To do:
Would you return the entries exactly, with every line intact?

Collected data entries
*** Block opens ***

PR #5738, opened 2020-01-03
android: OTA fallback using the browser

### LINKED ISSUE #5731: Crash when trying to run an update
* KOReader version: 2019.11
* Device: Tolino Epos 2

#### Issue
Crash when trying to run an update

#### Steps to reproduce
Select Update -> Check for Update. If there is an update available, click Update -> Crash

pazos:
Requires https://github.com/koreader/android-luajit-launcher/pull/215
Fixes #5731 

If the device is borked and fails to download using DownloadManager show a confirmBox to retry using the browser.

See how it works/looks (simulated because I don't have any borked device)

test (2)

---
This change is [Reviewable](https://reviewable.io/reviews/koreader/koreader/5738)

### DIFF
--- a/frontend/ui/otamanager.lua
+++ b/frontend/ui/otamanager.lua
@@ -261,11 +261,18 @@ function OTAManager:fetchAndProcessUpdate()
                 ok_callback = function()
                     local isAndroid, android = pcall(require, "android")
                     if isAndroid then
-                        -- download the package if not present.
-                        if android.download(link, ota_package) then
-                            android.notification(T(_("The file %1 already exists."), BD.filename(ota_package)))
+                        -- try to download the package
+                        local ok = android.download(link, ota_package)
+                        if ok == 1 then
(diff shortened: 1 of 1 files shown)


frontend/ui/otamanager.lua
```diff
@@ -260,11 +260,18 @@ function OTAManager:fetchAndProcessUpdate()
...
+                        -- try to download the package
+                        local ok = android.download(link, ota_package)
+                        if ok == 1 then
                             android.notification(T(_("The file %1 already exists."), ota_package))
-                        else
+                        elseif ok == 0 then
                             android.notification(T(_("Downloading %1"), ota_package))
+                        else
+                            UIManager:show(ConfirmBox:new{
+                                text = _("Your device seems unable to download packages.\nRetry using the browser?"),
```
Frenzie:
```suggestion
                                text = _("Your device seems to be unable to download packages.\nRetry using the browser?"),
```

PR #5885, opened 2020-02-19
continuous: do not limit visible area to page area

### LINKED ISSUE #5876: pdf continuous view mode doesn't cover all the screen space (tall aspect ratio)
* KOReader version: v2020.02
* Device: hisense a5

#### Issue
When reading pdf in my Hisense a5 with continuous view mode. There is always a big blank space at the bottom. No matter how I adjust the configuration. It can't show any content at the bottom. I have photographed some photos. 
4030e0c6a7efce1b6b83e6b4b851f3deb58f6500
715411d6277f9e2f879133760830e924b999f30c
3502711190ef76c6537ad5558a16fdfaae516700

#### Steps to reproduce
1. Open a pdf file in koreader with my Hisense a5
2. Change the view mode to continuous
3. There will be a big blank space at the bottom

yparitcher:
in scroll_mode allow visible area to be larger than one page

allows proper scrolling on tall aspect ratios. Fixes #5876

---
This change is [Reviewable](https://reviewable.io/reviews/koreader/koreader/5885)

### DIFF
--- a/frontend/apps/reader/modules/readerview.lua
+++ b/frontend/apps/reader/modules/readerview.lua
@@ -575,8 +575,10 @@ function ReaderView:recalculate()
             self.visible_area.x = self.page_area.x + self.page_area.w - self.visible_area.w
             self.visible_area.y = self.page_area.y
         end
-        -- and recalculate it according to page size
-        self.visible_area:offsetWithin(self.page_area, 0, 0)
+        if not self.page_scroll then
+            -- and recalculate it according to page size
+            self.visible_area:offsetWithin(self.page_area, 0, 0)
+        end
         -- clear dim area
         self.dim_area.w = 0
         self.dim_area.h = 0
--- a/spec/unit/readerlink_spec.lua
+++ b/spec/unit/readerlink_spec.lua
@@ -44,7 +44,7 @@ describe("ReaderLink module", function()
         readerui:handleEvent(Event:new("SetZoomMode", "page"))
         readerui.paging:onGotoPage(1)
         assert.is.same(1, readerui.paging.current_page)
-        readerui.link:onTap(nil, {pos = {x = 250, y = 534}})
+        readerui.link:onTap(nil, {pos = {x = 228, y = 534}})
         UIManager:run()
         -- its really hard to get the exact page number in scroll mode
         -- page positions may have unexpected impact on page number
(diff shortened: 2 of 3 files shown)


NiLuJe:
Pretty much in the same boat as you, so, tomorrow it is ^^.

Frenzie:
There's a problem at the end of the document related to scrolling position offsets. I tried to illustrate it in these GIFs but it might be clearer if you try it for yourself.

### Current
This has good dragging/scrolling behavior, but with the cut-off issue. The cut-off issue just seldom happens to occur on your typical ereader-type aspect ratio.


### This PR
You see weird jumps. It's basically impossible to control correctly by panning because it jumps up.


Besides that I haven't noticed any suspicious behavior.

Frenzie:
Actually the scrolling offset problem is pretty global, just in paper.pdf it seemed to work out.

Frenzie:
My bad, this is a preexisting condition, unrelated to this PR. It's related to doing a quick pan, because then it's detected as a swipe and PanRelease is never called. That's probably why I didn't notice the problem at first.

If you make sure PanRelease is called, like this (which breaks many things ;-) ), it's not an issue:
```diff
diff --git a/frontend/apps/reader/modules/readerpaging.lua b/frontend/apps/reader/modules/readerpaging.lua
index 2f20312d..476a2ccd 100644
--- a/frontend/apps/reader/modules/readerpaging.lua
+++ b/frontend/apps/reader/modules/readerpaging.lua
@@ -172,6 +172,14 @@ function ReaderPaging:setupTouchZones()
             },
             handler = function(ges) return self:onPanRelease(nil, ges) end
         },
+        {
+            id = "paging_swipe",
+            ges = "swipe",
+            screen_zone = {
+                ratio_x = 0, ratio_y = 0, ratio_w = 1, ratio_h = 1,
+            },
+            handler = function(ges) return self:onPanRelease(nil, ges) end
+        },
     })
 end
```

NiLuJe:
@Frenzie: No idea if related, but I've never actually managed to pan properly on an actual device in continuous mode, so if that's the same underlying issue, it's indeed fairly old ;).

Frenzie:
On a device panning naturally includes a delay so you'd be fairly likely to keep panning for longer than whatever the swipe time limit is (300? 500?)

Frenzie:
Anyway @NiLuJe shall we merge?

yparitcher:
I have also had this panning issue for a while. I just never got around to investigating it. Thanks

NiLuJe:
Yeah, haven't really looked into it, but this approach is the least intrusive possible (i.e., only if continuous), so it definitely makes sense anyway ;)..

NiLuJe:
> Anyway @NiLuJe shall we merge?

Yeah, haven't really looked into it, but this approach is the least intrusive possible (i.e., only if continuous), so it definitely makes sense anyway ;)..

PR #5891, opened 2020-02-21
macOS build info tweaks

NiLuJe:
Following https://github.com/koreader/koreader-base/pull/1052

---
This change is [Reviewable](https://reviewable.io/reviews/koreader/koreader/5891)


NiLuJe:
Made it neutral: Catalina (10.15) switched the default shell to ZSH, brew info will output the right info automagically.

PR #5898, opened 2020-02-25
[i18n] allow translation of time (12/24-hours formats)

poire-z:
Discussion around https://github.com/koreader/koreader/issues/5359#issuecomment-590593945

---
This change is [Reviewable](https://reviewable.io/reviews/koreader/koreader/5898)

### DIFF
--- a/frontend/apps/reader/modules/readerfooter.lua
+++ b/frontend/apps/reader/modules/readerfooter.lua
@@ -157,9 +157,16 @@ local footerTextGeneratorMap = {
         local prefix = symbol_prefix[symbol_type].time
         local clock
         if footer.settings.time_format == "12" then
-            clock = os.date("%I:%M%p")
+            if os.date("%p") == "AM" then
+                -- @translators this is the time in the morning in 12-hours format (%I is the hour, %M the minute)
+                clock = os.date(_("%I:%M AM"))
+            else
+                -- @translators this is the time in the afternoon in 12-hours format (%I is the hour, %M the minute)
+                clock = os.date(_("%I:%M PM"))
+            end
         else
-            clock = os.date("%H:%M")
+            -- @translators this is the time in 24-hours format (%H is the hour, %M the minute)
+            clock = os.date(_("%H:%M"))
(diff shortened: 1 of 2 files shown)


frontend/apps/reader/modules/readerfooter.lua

*** Block closes ***

Exercise answer:
PR #5738, opened 2020-01-03
android: OTA fallback using the browser

### LINKED ISSUE #5731: Crash when trying to run an update
* KOReader version: 2019.11
* Device: Tolino Epos 2

#### Issue
Crash when trying to run an update

#### Steps to reproduce
Select Update -> Check for Update. If there is an update available, click Update -> Crash

pazos:
Requires https://github.com/koreader/android-luajit-launcher/pull/215
Fixes #5731 

If the device is borked and fails to download using DownloadManager show a confirmBox to retry using the browser.

See how it works/looks (simulated because I don't have any borked device)

test (2)

---
This change is [Reviewable](https://reviewable.io/reviews/koreader/koreader/5738)

### DIFF
--- a/frontend/ui/otamanager.lua
+++ b/frontend/ui/otamanager.lua
@@ -261,11 +261,18 @@ function OTAManager:fetchAndProcessUpdate()
                 ok_callback = function()
                     local isAndroid, android = pcall(require, "android")
                     if isAndroid then
-                        -- download the package if not present.
-                        if android.download(link, ota_package) then
-                            android.notification(T(_("The file %1 already exists."), BD.filename(ota_package)))
+                        -- try to download the package
+                        local ok = android.download(link, ota_package)
+                        if ok == 1 then
(diff shortened: 1 of 1 files shown)


frontend/ui/otamanager.lua
```diff
@@ -260,11 +260,18 @@ function OTAManager:fetchAndProcessUpdate()
...
+                        -- try to download the package
+                        local ok = android.download(link, ota_package)
+                        if ok == 1 then
                             android.notification(T(_("The file %1 already exists."), ota_package))
-                        else
+                        elseif ok == 0 then
                             android.notification(T(_("Downloading %1"), ota_package))
+                        else
+                            UIManager:show(ConfirmBox:new{
+                                text = _("Your device seems unable to download packages.\nRetry using the browser?"),
```
Frenzie:
```suggestion
                                text = _("Your device seems to be unable to download packages.\nRetry using the browser?"),
```

PR #5885, opened 2020-02-19
continuous: do not limit visible area to page area

### LINKED ISSUE #5876: pdf continuous view mode doesn't cover all the screen space (tall aspect ratio)
* KOReader version: v2020.02
* Device: hisense a5

#### Issue
When reading pdf in my Hisense a5 with continuous view mode. There is always a big blank space at the bottom. No matter how I adjust the configuration. It can't show any content at the bottom. I have photographed some photos. 
4030e0c6a7efce1b6b83e6b4b851f3deb58f6500
715411d6277f9e2f879133760830e924b999f30c
3502711190ef76c6537ad5558a16fdfaae516700

#### Steps to reproduce
1. Open a pdf file in koreader with my Hisense a5
2. Change the view mode to continuous
3. There will be a big blank space at the bottom

yparitcher:
in scroll_mode allow visible area to be larger than one page

allows proper scrolling on tall aspect ratios. Fixes #5876

---
This change is [Reviewable](https://reviewable.io/reviews/koreader/koreader/5885)

### DIFF
--- a/frontend/apps/reader/modules/readerview.lua
+++ b/frontend/apps/reader/modules/readerview.lua
@@ -575,8 +575,10 @@ function ReaderView:recalculate()
             self.visible_area.x = self.page_area.x + self.page_area.w - self.visible_area.w
             self.visible_area.y = self.page_area.y
         end
-        -- and recalculate it according to page size
-        self.visible_area:offsetWithin(self.page_area, 0, 0)
+        if not self.page_scroll then
+            -- and recalculate it according to page size
+            self.visible_area:offsetWithin(self.page_area, 0, 0)
+        end
         -- clear dim area
         self.dim_area.w = 0
         self.dim_area.h = 0
--- a/spec/unit/readerlink_spec.lua
+++ b/spec/unit/readerlink_spec.lua
@@ -44,7 +44,7 @@ describe("ReaderLink module", function()
         readerui:handleEvent(Event:new("SetZoomMode", "page"))
         readerui.paging:onGotoPage(1)
         assert.is.same(1, readerui.paging.current_page)
-        readerui.link:onTap(nil, {pos = {x = 250, y = 534}})
+        readerui.link:onTap(nil, {pos = {x = 228, y = 534}})
         UIManager:run()
         -- its really hard to get the exact page number in scroll mode
         -- page positions may have unexpected impact on page number
(diff shortened: 2 of 3 files shown)


NiLuJe:
Pretty much in the same boat as you, so, tomorrow it is ^^.

Frenzie:
There's a problem at the end of the document related to scrolling position offsets. I tried to illustrate it in these GIFs but it might be clearer if you try it for yourself.

### Current
This has good dragging/scrolling behavior, but with the cut-off issue. The cut-off issue just seldom happens to occur on your typical ereader-type aspect ratio.


### This PR
You see weird jumps. It's basically impossible to control correctly by panning because it jumps up.


Besides that I haven't noticed any suspicious behavior.

Frenzie:
Actually the scrolling offset problem is pretty global, just in paper.pdf it seemed to work out.

Frenzie:
My bad, this is a preexisting condition, unrelated to this PR. It's related to doing a quick pan, because then it's detected as a swipe and PanRelease is never called. That's probably why I didn't notice the problem at first.

If you make sure PanRelease is called, like this (which breaks many things ;-) ), it's not an issue:
```diff
diff --git a/frontend/apps/reader/modules/readerpaging.lua b/frontend/apps/reader/modules/readerpaging.lua
index 2f20312d..476a2ccd 100644
--- a/frontend/apps/reader/modules/readerpaging.lua
+++ b/frontend/apps/reader/modules/readerpaging.lua
@@ -172,6 +172,14 @@ function ReaderPaging:setupTouchZones()
             },
             handler = function(ges) return self:onPanRelease(nil, ges) end
         },
+        {
+            id = "paging_swipe",
+            ges = "swipe",
+            screen_zone = {
+                ratio_x = 0, ratio_y = 0, ratio_w = 1, ratio_h = 1,
+            },
+            handler = function(ges) return self:onPanRelease(nil, ges) end
+        },
     })
 end
```

NiLuJe:
@Frenzie: No idea if related, but I've never actually managed to pan properly on an actual device in continuous mode, so if that's the same underlying issue, it's indeed fairly old ;).

Frenzie:
On a device panning naturally includes a delay so you'd be fairly likely to keep panning for longer than whatever the swipe time limit is (300? 500?)

Frenzie:
Anyway @NiLuJe shall we merge?

yparitcher:
I have also had this panning issue for a while. I just never got around to investigating it. Thanks

NiLuJe:
Yeah, haven't really looked into it, but this approach is the least intrusive possible (i.e., only if continuous), so it definitely makes sense anyway ;)..

NiLuJe:
> Anyway @NiLuJe shall we merge?

Yeah, haven't really looked into it, but this approach is the least intrusive possible (i.e., only if continuous), so it definitely makes sense anyway ;)..

PR #5891, opened 2020-02-21
macOS build info tweaks

NiLuJe:
Following https://github.com/koreader/koreader-base/pull/1052

---
This change is [Reviewable](https://reviewable.io/reviews/koreader/koreader/5891)


NiLuJe:
Made it neutral: Catalina (10.15) switched the default shell to ZSH, brew info will output the right info automagically.

PR #5898, opened 2020-02-25
[i18n] allow translation of time (12/24-hours formats)

poire-z:
Discussion around https://github.com/koreader/koreader/issues/5359#issuecomment-590593945

---
This change is [Reviewable](https://reviewable.io/reviews/koreader/koreader/5898)

### DIFF
--- a/frontend/apps/reader/modules/readerfooter.lua
+++ b/frontend/apps/reader/modules/readerfooter.lua
@@ -157,9 +157,16 @@ local footerTextGeneratorMap = {
         local prefix = symbol_prefix[symbol_type].time
         local clock
         if footer.settings.time_format == "12" then
-            clock = os.date("%I:%M%p")
+            if os.date("%p") == "AM" then
+                -- @translators this is the time in the morning in 12-hours format (%I is the hour, %M the minute)
+                clock = os.date(_("%I:%M AM"))
+            else
+                -- @translators this is the time in the afternoon in 12-hours format (%I is the hour, %M the minute)
+                clock = os.date(_("%I:%M PM"))
+            end
         else
-            clock = os.date("%H:%M")
+            -- @translators this is the time in 24-hours format (%H is the hour, %M the minute)
+            clock = os.date(_("%H:%M"))
(diff shortened: 1 of 2 files shown)


frontend/apps/reader/modules/readerfooter.lua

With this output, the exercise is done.